───── Excerpted records

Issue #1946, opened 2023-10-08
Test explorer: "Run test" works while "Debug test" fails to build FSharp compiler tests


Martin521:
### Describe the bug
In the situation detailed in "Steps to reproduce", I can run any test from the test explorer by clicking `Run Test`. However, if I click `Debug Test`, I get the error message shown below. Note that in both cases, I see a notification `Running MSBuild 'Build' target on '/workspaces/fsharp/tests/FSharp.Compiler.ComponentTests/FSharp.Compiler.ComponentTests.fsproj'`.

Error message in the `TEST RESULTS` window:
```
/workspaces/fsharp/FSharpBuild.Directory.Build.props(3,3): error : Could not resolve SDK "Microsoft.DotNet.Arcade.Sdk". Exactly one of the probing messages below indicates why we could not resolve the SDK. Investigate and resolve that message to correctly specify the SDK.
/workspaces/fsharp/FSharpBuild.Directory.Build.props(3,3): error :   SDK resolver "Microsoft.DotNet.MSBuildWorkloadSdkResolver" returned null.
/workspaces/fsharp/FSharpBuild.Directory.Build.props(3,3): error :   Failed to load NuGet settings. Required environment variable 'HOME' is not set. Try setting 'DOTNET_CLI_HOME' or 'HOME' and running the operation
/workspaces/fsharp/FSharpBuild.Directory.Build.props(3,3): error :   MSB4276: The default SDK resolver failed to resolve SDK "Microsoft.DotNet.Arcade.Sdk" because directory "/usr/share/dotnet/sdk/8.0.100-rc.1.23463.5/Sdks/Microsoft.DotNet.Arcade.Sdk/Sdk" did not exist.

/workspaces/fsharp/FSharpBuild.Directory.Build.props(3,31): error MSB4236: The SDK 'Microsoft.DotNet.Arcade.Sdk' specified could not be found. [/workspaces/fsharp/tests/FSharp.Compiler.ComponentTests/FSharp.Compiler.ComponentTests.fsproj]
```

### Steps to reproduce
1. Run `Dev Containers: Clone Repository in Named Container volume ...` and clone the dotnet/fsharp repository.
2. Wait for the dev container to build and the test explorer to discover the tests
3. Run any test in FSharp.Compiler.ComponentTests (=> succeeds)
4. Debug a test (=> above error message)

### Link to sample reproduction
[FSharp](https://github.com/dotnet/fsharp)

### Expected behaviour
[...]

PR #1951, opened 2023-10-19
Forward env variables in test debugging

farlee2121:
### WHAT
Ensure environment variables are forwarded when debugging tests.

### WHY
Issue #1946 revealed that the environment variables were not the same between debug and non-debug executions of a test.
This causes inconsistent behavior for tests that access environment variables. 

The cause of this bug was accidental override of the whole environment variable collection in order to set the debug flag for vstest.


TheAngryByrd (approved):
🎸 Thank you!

──────────
───── Excerpted records

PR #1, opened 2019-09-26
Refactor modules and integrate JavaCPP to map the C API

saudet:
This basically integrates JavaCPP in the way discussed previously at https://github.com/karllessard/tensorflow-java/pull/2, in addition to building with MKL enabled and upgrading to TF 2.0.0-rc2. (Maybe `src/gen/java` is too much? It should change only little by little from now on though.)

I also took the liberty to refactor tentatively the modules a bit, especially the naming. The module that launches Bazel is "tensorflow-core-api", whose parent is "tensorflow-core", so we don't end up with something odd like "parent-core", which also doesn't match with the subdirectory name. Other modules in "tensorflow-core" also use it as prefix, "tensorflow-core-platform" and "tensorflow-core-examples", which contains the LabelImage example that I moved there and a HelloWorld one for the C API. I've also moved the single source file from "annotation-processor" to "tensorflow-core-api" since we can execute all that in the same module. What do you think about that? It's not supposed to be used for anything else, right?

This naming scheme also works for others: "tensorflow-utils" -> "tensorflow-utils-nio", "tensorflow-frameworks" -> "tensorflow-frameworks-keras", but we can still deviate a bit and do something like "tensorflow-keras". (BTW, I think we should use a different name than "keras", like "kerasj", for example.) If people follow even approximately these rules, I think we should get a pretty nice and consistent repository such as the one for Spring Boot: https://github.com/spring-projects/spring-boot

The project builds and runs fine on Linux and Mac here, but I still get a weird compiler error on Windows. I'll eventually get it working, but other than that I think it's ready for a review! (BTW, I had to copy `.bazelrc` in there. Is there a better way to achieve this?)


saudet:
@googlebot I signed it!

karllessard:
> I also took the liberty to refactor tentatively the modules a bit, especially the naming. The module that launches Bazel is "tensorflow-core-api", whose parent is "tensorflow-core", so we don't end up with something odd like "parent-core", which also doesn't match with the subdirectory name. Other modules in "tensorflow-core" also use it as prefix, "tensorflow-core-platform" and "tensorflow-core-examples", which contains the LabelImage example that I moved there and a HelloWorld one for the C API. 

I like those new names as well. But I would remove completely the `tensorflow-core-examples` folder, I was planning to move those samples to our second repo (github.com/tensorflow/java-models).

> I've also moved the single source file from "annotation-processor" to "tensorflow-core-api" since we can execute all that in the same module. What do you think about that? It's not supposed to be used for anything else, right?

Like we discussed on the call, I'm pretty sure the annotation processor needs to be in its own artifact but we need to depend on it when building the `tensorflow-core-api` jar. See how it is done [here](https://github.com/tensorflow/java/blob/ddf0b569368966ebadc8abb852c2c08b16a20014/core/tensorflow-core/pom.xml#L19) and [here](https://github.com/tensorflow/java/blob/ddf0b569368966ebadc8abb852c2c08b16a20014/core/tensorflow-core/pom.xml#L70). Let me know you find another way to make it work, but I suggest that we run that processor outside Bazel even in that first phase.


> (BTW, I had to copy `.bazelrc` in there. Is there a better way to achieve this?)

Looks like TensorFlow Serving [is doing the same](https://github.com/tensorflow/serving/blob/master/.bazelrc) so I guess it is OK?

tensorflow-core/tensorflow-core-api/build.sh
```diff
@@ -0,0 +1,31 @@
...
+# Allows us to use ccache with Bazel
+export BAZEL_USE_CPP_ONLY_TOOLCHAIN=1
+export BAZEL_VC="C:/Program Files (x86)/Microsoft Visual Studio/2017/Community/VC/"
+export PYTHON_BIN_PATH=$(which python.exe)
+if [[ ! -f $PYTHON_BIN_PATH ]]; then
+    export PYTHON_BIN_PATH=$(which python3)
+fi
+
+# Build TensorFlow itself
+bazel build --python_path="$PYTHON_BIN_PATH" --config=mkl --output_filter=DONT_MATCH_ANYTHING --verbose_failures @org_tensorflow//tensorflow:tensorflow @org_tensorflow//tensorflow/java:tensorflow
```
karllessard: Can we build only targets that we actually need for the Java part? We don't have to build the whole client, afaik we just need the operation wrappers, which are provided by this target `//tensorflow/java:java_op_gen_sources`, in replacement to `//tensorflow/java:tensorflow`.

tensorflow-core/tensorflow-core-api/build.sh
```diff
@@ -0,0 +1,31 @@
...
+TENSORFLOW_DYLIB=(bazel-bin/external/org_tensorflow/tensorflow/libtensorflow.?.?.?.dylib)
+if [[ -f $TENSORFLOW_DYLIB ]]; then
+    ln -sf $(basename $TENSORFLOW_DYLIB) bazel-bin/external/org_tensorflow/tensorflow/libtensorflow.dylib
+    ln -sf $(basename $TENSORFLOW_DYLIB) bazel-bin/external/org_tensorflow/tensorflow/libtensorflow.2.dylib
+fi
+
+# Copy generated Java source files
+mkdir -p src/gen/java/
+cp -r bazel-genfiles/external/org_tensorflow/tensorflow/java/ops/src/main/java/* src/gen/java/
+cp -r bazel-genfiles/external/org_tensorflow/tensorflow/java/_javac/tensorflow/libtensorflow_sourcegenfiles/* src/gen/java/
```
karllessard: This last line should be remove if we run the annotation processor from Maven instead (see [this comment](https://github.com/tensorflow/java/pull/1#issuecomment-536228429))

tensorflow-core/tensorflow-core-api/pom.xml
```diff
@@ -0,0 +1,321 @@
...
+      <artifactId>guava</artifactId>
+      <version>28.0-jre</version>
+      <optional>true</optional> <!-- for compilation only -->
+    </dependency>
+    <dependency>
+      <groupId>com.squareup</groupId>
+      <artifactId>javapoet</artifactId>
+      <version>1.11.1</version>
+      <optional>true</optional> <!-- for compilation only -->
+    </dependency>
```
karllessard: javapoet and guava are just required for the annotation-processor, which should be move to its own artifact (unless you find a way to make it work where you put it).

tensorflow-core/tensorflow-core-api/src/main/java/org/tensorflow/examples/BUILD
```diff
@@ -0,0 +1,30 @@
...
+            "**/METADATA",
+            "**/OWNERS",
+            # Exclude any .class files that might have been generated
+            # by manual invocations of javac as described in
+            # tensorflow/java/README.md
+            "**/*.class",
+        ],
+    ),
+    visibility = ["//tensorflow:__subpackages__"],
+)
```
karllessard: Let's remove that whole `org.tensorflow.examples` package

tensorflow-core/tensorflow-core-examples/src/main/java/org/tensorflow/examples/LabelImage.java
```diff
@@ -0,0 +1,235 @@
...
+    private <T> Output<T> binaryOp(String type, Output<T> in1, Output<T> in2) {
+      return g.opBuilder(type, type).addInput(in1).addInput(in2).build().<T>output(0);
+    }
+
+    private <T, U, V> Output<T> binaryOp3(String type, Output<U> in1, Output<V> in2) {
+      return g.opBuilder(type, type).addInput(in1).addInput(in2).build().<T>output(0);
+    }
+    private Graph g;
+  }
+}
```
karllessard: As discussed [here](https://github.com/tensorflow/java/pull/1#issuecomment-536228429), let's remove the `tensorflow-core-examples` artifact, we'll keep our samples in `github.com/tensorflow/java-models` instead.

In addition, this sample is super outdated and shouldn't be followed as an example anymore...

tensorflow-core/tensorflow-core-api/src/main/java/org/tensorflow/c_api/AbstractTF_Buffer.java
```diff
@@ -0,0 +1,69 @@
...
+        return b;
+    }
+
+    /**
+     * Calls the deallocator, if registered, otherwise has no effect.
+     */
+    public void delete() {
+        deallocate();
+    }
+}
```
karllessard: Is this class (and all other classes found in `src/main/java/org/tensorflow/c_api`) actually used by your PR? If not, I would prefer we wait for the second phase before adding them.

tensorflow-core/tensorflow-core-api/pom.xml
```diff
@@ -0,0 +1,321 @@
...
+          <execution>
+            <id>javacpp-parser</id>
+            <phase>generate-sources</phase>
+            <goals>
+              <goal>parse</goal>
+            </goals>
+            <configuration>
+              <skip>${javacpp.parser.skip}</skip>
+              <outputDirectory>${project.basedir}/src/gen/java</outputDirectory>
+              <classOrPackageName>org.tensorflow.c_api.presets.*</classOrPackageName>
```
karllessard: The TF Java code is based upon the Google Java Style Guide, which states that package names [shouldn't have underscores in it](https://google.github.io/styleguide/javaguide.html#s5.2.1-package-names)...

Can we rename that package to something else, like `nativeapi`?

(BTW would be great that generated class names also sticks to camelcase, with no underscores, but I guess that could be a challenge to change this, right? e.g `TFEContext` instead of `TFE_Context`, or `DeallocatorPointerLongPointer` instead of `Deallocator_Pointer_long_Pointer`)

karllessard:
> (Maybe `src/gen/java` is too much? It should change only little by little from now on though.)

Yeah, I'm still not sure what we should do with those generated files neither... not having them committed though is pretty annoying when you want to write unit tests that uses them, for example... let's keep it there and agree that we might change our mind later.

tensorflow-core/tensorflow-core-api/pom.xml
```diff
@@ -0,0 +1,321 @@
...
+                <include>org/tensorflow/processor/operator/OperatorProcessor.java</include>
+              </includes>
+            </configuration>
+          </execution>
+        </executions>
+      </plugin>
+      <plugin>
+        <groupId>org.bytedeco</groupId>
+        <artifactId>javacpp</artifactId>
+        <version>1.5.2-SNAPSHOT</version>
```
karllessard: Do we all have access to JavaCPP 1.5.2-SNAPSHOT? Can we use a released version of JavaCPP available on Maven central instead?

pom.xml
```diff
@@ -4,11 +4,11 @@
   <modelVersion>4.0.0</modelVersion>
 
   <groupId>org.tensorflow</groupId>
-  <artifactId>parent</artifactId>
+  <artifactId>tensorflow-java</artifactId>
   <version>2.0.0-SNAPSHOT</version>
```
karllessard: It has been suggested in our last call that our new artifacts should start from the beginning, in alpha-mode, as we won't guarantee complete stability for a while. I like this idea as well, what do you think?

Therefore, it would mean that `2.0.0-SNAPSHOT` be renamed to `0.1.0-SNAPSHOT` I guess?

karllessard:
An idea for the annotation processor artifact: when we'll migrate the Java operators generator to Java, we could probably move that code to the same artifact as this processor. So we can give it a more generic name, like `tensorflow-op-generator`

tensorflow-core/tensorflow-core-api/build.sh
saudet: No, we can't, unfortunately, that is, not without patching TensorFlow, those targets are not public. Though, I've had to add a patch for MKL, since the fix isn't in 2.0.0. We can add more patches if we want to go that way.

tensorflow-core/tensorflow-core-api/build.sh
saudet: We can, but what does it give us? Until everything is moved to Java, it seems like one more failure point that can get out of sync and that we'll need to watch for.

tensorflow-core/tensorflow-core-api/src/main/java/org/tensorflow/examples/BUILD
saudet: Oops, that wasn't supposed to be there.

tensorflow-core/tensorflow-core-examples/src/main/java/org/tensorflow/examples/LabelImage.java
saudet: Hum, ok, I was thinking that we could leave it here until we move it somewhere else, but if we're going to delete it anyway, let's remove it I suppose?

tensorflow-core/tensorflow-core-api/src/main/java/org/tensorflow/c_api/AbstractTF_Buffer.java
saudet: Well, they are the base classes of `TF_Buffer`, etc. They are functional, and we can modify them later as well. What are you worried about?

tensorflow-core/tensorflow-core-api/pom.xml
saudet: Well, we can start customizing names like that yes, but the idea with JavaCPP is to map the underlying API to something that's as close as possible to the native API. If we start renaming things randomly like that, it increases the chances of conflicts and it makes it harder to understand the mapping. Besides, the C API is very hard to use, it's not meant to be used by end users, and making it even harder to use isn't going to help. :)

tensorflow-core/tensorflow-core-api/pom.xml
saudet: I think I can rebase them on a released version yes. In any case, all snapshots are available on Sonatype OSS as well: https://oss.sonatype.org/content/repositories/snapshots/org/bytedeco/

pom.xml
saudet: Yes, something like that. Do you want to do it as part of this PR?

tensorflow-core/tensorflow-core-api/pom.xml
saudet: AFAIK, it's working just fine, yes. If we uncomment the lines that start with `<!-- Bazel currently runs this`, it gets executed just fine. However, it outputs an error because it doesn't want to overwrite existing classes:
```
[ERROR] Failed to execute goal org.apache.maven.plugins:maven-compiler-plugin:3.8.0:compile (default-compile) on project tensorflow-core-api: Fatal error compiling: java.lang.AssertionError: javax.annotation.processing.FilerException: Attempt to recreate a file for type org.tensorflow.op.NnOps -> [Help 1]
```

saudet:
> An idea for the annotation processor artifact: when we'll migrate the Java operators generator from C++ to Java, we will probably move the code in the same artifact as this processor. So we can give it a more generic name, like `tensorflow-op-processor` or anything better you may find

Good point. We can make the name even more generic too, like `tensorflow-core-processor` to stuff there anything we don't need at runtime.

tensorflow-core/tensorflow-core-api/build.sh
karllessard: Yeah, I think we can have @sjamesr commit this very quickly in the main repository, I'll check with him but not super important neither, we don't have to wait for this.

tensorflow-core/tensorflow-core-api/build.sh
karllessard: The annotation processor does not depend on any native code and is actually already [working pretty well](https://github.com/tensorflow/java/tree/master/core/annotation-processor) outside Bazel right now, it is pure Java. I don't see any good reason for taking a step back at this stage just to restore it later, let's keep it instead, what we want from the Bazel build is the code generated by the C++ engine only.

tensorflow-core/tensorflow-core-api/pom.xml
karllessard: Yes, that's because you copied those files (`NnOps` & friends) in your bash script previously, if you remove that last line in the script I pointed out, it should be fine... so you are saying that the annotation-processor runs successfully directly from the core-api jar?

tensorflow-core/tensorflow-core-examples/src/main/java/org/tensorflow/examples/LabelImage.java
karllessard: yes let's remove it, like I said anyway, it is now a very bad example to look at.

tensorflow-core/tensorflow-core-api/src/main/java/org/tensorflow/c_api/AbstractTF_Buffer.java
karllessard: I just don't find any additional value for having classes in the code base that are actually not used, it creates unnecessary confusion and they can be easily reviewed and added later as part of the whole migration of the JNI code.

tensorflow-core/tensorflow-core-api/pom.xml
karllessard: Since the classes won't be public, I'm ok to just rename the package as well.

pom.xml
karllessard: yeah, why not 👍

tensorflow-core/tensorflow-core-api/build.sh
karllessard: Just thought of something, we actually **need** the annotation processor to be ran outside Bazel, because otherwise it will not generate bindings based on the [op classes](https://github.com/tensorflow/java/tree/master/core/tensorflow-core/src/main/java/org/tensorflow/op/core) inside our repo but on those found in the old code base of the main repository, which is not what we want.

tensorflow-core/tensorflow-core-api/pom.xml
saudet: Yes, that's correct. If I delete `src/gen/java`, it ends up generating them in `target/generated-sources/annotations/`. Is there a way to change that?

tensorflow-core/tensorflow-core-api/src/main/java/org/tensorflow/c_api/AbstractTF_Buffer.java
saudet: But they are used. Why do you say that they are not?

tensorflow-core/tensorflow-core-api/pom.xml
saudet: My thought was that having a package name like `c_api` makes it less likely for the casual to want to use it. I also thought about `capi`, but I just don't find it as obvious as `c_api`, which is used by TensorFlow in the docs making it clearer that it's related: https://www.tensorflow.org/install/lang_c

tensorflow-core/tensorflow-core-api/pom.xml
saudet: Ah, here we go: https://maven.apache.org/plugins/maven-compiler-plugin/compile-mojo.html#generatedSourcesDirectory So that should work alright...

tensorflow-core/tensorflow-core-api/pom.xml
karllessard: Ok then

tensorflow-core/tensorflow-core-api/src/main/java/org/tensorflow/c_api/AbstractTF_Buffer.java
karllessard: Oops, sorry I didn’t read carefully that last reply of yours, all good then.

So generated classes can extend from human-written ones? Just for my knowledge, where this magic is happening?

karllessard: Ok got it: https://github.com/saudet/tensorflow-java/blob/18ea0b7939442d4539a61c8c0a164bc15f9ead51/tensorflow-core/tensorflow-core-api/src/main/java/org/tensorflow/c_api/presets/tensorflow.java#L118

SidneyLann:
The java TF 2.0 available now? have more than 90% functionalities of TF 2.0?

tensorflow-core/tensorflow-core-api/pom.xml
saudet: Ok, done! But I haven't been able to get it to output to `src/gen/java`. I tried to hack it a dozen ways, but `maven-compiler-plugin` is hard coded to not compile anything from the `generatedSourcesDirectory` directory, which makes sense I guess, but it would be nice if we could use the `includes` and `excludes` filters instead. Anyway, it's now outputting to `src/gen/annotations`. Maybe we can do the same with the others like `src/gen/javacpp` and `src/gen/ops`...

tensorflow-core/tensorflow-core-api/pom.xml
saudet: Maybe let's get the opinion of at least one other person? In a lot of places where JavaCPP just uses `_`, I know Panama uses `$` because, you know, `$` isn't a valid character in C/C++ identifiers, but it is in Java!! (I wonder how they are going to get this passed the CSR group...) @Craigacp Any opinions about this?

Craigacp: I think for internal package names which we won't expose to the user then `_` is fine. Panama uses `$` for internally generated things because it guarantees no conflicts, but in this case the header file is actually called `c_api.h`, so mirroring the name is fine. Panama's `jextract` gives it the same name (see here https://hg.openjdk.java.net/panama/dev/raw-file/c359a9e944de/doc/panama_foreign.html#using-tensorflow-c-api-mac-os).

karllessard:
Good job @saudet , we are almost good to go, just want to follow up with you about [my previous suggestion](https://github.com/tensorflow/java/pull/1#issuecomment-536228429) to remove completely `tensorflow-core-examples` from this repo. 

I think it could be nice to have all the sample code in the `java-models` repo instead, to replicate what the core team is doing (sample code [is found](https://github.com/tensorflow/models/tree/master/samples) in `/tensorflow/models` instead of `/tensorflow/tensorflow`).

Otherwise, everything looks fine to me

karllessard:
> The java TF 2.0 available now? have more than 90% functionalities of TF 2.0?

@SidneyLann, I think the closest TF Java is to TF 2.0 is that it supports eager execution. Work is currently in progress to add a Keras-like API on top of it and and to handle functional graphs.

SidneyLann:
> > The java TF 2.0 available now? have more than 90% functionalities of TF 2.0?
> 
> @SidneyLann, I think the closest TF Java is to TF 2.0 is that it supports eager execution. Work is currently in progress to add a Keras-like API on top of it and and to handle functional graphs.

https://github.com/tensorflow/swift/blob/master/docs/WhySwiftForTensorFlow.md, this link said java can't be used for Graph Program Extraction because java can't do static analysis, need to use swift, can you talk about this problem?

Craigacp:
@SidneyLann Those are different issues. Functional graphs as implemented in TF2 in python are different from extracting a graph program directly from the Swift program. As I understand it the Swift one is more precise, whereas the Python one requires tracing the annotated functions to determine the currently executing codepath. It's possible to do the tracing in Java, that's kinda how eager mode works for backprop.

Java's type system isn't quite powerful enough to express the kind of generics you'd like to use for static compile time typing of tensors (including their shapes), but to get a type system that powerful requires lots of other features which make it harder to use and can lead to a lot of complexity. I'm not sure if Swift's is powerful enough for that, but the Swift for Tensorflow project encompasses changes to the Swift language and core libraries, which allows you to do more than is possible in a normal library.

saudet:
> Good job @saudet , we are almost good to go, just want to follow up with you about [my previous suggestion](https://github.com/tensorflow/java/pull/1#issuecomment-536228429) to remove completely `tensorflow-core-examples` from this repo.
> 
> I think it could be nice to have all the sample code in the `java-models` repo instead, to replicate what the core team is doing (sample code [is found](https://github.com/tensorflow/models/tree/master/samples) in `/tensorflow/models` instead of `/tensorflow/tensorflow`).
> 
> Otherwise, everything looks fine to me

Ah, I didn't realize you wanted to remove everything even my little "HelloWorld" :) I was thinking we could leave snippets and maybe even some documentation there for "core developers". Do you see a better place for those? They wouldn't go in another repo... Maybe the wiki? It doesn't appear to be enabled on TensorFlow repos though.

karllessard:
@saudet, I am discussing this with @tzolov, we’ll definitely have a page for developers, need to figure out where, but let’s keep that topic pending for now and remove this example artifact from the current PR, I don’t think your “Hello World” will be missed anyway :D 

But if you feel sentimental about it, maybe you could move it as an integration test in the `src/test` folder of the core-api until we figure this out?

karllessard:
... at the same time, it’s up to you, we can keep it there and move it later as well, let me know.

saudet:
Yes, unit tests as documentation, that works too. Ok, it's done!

──────────

> [What you will do]: In the records above, which lines hold the string "available"? Copy each one.

> [Answer to the exercise]:
karllessard: Do we all have access to JavaCPP 1.5.2-SNAPSHOT? Can we use a released version of JavaCPP available on Maven central instead?
saudet: I think I can rebase them on a released version yes. In any case, all snapshots are available on Sonatype OSS as well: https://oss.sonatype.org/content/repositories/snapshots/org/bytedeco/
The java TF 2.0 available now? have more than 90% functionalities of TF 2.0?
> The java TF 2.0 available now? have more than 90% functionalities of TF 2.0?
> > The java TF 2.0 available now? have more than 90% functionalities of TF 2.0?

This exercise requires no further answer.